- Exercise
Copy out all of the data below exactly, so that no word differs from the original.

- Available data
Issue #721, opened 2018-11-17
Create public interfaces for all internal DOM classes


doominator42:
Most of DOM element classes have an interface (e.g. HtmlAnchorElement : IHtmlAnchorElement), but some (e.g. `HtmlStrongElement`, `HtmlItalicElement`, `HtmlNoScriptElement`) does not have one. As those classes are internal, we can't identify which element it is (e.g. `element is IHtmlStrongElement`).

- Final answer
Issue #721, opened 2018-11-17
Create public interfaces for all internal DOM classes


doominator42:
Most of DOM element classes have an interface (e.g. HtmlAnchorElement : IHtmlAnchorElement), but some (e.g. `HtmlStrongElement`, `HtmlItalicElement`, `HtmlNoScriptElement`) does not have one. As those classes are internal, we can't identify which element it is (e.g. `element is IHtmlStrongElement`).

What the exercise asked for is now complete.